*WORK TASK*:
Please return all lines from the records below that include the string "value".

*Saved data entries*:
++++

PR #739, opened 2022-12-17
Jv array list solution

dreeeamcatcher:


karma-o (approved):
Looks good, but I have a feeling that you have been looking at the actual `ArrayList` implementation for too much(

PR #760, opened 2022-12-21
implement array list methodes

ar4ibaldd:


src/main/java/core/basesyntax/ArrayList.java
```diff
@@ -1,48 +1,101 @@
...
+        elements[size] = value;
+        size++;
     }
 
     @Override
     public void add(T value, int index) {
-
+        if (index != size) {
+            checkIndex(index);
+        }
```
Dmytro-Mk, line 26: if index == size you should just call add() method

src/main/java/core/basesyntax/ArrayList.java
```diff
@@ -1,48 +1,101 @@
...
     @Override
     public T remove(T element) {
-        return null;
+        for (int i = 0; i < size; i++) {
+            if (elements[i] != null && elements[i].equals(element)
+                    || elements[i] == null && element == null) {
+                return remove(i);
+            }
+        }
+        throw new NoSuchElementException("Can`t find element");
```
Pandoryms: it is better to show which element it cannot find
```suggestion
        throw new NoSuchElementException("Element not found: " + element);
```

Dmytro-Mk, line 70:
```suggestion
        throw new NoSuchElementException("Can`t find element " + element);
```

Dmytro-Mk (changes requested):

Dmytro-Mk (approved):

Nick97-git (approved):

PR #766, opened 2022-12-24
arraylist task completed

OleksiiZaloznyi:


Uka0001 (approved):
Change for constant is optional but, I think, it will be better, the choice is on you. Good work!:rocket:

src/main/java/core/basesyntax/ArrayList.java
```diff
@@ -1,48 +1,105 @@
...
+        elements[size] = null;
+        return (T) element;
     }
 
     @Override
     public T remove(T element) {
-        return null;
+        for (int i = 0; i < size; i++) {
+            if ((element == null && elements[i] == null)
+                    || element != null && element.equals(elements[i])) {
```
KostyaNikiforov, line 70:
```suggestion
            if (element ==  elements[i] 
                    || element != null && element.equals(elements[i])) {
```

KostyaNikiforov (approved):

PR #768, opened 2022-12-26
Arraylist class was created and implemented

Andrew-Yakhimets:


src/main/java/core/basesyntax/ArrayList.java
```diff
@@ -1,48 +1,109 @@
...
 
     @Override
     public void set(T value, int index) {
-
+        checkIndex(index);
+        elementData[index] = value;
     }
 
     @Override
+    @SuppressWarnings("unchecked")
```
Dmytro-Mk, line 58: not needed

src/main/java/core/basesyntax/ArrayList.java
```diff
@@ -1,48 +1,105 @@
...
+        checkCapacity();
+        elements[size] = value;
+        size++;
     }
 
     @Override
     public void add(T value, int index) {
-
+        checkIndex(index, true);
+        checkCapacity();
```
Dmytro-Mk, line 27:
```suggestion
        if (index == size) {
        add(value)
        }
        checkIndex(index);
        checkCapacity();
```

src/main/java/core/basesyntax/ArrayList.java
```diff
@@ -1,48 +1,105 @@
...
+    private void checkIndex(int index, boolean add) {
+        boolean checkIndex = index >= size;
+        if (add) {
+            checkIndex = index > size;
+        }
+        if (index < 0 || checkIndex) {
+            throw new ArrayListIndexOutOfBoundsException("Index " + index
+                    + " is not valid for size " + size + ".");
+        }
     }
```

++++

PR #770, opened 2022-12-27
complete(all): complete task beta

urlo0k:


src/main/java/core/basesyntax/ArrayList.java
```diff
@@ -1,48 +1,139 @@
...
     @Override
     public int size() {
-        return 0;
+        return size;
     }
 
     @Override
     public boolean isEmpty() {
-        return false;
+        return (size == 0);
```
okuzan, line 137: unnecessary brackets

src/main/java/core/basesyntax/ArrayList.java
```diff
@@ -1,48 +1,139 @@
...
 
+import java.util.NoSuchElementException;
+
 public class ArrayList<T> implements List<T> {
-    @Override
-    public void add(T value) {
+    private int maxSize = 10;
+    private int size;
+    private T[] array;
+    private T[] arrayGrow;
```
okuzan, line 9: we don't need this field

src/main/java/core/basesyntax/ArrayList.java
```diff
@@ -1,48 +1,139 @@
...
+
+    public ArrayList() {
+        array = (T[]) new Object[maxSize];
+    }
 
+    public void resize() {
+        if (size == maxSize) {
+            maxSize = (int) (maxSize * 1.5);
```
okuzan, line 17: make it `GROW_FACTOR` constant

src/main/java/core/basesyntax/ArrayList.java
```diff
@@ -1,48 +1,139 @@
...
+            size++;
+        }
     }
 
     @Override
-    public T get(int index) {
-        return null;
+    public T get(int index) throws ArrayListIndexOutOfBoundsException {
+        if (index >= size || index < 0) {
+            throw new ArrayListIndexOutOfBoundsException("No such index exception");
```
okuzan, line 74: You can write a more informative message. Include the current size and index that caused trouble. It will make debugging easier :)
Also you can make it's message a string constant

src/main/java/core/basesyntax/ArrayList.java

++++

*EXERCISE RESULT*:
+        elements[size] = value;
     public void add(T value, int index) {
     public void set(T value, int index) {
+        elementData[index] = value;
+        elements[size] = value;
     public void add(T value, int index) {
        add(value)
-    public void add(T value) {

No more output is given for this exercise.